* Task prompt
Each line below that includes the word "self" is to be reported.

_____

PR #797, opened 2023-05-10
[16.0][FIX] website_sale_product_attribute_value_filter_existing: match signature

HekkiMelody:
match the function signature of shop with the original one from website_sale, to avoid potential issues with other modules overwriting the function and passing unexpected parameters


pedrobaeza (approved):
Checked in https://github.com/odoo/odoo/blob/a7be194f731370db0d8b0a2075e67676708fbd94/addons/website_sale/controllers/main.py#L318, so fast-tracking for fixing the potential side effect:

/ocabot merge patch

PR #800, opened 2023-05-17
[14.0] product_template_multi_link: improve UX by searching templates on default_code

sebalix:


product_template_multi_link/models/product_template.py
```diff
@@ -103,3 +104,37 @@ def get_links_by_code(self, code):
...
+                            [("default_code", operator, name)],
+                            [(self._rec_name, operator, name)],
+                        ]
+                    ),
+                ]
+            )
+            # Reset 'name' so base '_name_search' won't add '_rec_name'
+            # to 'args' (already added above).
+            # See 'odoo.models.BaseModel._name_search'.
+            name = ""
```
sebalix, line 134: See https://github.com/odoo/odoo/blob/14.0/odoo/models.py#L1814-L1815

product_template_multi_link/models/product_template.py
```diff
@@ -103,3 +104,37 @@ def get_links_by_code(self, code):
...
+    def _name_search(
+        self, name, args=None, operator="ilike", limit=100, name_get_uid=None
+    ):
+        # NOTE: Odoo limits the search on the name of templates as soon as
+        # the 'id' field is present in 'args' domain, and this 'id' criteria is
+        # set by the view on purpose to avoid a search on variants.
+        # Improve this search by looking also on template's default_code
+        # if there is only a domain on 'id'.
+        search_default_code = self.env.context.get("name_search_default_code")
+        if name and len(args or []) == 1 and args[0][0] == "id" and search_default_code:
```
sebalix, line 118: See https://github.com/odoo/odoo/blob/14.0/addons/product/models/product_template.py#L475-L478

TDu (approved):

product_template_multi_link/models/product_template.py
grindtildeath, line 134: Actually you could simplify your code by returning the result of `_search` in your function as it's what Odoo does in lots of places when a `name_search` has to consider multiple fields.

Something along these lines could work just as well:
```
    @api.model
    def _name_search(self, name, args=None, operator='ilike', limit=100, name_get_uid=None):
        search_default_code = self.env.context.get("name_search_default_code")
        if search_default_code and not (operator == 'ilike' and not (name or '').strip()):
            args = args or []
            domain = ['|', ('name', operator, name), (search_default_code, operator, name)]
            return self._search(expression.OR([domain, args]), limit=limit, access_rights_uid=name_get_uid)
        return super()._name_search(name, args=args, operator=operator, limit=limit, name_get_uid=name_get_uid)
```
at least it's easier from v16.0, cf: https://github.com/odoo/odoo/pull/86588

EDIT: I ought to check your link first, as with the heavy override in the standard, might just be safer to call `super` as you did.

grindtildeath (approved):
Not blocking

sebalix:
Added another use case: search on templates with default codes of variants (like Odoo std behavior) as the default code of a template is empty as soon as it gets some variants.

product_template_multi_link/models/product_template.py
```diff
@@ -103,3 +104,38 @@ def get_links_by_code(self, code):
...
+                    expression.OR(
+                        [
+                            [("default_code", operator, name)],
+                            [("product_variant_ids.default_code", operator, name)],
+                            [(self._rec_name, operator, name)],
+                        ]
+                    ),
+                ]
+            )
+            # Reset 'name' so base '_name_search' won't add '_rec_name'
```
simahawk, line 131: :1st_place_medal:

simahawk (approved):

simahawk:
@sebalix pre-commit is not happy. And don't forget to squash on the next push :pray:

sebalix:
@simahawk done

_____

* Result for this task
@@ -103,3 +104,37 @@ def get_links_by_code(self, code):
+                            [(self._rec_name, operator, name)],
@@ -103,3 +104,37 @@ def get_links_by_code(self, code):
+        self, name, args=None, operator="ilike", limit=100, name_get_uid=None
+        search_default_code = self.env.context.get("name_search_default_code")
    def _name_search(self, name, args=None, operator='ilike', limit=100, name_get_uid=None):
        search_default_code = self.env.context.get("name_search_default_code")
            return self._search(expression.OR([domain, args]), limit=limit, access_rights_uid=name_get_uid)
@@ -103,3 +104,38 @@ def get_links_by_code(self, code):
+                            [(self._rec_name, operator, name)],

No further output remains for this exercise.